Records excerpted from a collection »
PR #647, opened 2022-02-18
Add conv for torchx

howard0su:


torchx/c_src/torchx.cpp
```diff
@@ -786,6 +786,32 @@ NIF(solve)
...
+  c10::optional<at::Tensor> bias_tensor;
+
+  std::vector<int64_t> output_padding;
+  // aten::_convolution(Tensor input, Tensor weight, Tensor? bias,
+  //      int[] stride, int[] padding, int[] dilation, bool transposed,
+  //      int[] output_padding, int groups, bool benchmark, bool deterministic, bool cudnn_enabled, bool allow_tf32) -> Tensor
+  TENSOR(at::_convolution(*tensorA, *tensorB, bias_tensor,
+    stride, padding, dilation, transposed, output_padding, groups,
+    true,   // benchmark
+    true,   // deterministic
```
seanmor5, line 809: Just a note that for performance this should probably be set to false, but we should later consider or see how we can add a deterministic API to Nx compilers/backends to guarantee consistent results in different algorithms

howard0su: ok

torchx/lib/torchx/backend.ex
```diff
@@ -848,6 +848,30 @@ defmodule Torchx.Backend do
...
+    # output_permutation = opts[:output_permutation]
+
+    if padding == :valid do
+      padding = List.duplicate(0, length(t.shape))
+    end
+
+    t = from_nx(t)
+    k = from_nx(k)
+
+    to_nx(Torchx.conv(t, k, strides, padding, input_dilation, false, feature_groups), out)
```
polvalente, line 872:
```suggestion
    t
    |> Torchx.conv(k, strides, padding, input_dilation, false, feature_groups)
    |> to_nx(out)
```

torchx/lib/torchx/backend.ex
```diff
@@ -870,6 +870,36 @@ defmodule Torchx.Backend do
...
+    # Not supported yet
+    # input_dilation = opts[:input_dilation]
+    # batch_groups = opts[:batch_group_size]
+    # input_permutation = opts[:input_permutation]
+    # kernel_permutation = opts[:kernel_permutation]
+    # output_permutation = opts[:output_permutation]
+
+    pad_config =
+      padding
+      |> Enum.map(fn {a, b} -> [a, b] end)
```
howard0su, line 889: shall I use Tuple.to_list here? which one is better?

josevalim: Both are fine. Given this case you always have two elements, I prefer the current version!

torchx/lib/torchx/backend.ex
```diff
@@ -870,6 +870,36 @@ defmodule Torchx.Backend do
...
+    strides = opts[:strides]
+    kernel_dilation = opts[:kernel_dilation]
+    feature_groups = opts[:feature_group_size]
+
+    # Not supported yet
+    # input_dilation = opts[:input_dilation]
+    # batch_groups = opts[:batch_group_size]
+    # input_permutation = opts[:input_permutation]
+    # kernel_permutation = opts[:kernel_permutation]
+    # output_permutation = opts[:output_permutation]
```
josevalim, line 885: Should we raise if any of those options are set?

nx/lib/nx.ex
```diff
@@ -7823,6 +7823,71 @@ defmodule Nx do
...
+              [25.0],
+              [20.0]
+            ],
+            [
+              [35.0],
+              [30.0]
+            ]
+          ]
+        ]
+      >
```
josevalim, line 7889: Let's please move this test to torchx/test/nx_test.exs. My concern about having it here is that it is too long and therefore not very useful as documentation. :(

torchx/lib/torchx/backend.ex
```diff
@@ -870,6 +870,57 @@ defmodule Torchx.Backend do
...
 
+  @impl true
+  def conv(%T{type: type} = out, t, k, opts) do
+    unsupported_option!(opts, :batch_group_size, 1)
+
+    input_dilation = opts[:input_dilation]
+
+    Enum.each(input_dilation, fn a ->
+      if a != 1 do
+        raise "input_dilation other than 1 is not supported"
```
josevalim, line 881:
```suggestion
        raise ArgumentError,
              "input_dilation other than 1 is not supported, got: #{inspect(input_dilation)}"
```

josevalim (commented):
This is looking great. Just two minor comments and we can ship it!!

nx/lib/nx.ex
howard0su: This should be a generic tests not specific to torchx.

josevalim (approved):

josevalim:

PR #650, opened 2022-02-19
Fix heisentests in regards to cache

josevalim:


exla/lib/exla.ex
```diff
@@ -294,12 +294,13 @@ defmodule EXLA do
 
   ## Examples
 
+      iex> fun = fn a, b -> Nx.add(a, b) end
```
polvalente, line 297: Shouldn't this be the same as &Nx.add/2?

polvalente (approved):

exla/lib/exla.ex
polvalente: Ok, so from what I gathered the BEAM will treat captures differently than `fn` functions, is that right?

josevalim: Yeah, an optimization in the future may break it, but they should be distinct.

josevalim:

EXERCISE DETAILS »
Respond with the exact lines running from the one that contains "polvalente: Ok, so" through the last line of the data above, and no other lines.

OUTPUT FOR THIS TASK »
polvalente: Ok, so from what I gathered the BEAM will treat captures differently than `fn` functions, is that right?

josevalim: Yeah, an optimization in the future may break it, but they should be distinct.

josevalim:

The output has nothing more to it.